One of my little pet peeves is when athletes say that they to be more consistent at something that that have long been consistently mediocre or bad at. I agree that they need to be better, but I don’t think that the problem has been consistency. Heck, a basketball player going from a 23% 3-points shooter to a 35% 3-point shooter has not even become more consistent, even though that would constitute a rather large improvement.
Words have meanings, and while I love metaphorical language, when words with rather precise meanings are expanded, our ability to express precise things is diminished. I find that frustrating—perhaps because I was raised by a lawyer and perhaps because I was such a math and science kid growing up.
But the fact is, that words can have different meanings in different contexts. This is certainly true when words have technical meanings in expert fields and also have lay meaning for the general public.
Reliability is one of those words, and it is a very important technical word in the field of educational and psychological testing. And yet, it is also a middle school level word that refers to trustworthiness.

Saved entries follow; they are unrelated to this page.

PR #6553, opened 2025-04-03
[SharedCache] Fix detection of the class name of categories

bdash:
The logic for determining the class name of a category did not correctly handle classes defined in other images in the shared cache. There were two problems:
1. If the class is defined in another image that is already loaded, `ObjCProcessor` has already renamed the symbol from `_OBJC_CLASS_$_` to `cls_`. Both forms of symbol name are now handled.
2. If the class is defined in an image that is not yet loaded, no symbol name is available. The category's class is now looked up in the shared cache symbol table, and the symbol's name is parsed as if it were an import symbol.

This fixes all cases of "Failed to determine base classname for category" that I have come across.

### DIFF
--- a/objectivec/objc.cpp
+++ b/objectivec/objc.cpp
@@ -581,13 +581,26 @@ void ObjCProcessor::LoadCategories(ObjCReader* reader, Ref<Section> classPtrSect
 			categoryBaseClassName = it->second.name;
 			category.associatedName = it->second.associatedName;
 		}
-		else if (auto symbol = m_data->GetSymbolByAddress(catLocation + m_data->GetAddressSize()))
-		{
-			if (symbol->GetType() == ImportedDataSymbol || symbol->GetType() == ImportAddressSymbol)
+		else
+		{	
+			auto symbol = m_data->GetSymbolByAddress(cat.cls);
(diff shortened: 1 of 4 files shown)


emesare:
Would something like this be ok with you? https://github.com/Vector35/binaryninja-api/commit/fb1d9e15e4a1f5c0912815f7b8dd0ea5bbc9a62e

Nothing functionally changes I just think that is easier to understand from the base classes perspective, to always call `GetSymbol` rather than two separate calls which ultimately do the same thing.

If you are fine with that change I will fix it up into your commit with you being the author, or i can leave it separate, ill leave that up to you.
If you are not fine with that change I am still OK with merging without my change.

bdash:
I wasn't happy with the naming / factoring of `SymbolForUnmappedAddress` so fb1d9e15e4a1f5c0912815f7b8dd0ea5bbc9a62e is a clear improvement. Feel free to squash it if that is what works for you.

emesare:
Cherry-picked onto dev with https://github.com/Vector35/binaryninja-api/commit/254fd7b1f48c0e79889e4c786c7e507e7ac2e067

Will be on dev build `>7154`. Thank you again!

Issue #6106, opened 2024-11-08
Parsing of __init_offsets section in MachO


mostobriv:
**What is the feature you'd like to have?**
As for some time apple presented new ways to store global constructors pointers, modern compilers used to add the sections `__init_offsets` (pointers there stored as 32-bit RVA) instead of an old one `__mod_init_func` (pointers there stored as raw pointers), i think BN should be able to parse it as well and use it within its analysis.

**Is your feature request related to a problem?**
Not much, just simple enhancement

**Are any alternative solutions acceptable?**
It can be easily done with scripting yeah.

**Additional Information:**
There is dyld code, related to getting initialisers from this section:
https://github.com/apple-oss-distributions/dyld/blob/65bbeed63cec73f313b1d636e63f243964725a9d/cache-builder/OptimizerLinkedit.cpp#L370-L377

In everyday use, a reliable person is someone you can trust to be there and to do the right thing. It is not just consistency, but also usefulness and worthiness.
But the statistical term, as used in many technical fields, merely means consistency. Something can be consistently off by the same amount, and that would be reliable. Statistical reliability is only about consistency, regardless of appropriateness, precision, or actual accuracy. Under this definition, a car that only—but always—starts up when it is over 90 degrees outside is a reliable car. Moreover, it would be more reliable if it only started up when the temperature was over 100 degrees, and most reliable if it never started up at all. After all, that would be perfectly consistent—consistency useless.
This is a particularly important gap in meaning in my field because when psychometricians insist on maximizing reliability, that sounds really good to a lay audience who does not appreciate the difference between the everyday term and the statistical term. Psychometricians want consistency, even if it means consistently the wrong thing or leaving out the most important stuff because it hurts the consistency of the test. They say they are increasing reliability, and they are not lying. Heck, I am sympathetic to their use of the term as it is also what I tend to think the term means, too. That math kid started taking advanced Probability and Statistics courses nearly 40 years ago. That meaning is what I have in my head when basketball players talk about being a more consistent shooter.
I think a lot about important technical problems with how psychometricians’ focus on that statistical idea of reliability leads to worse tests, but perhaps the bigger problem is how their different meaning of reliability misinforms policy-makers and the broader public about what they are even trying to do. The broader public and policy makers are the real audience for our tests, and we should be mindful of how they hear what we are saying.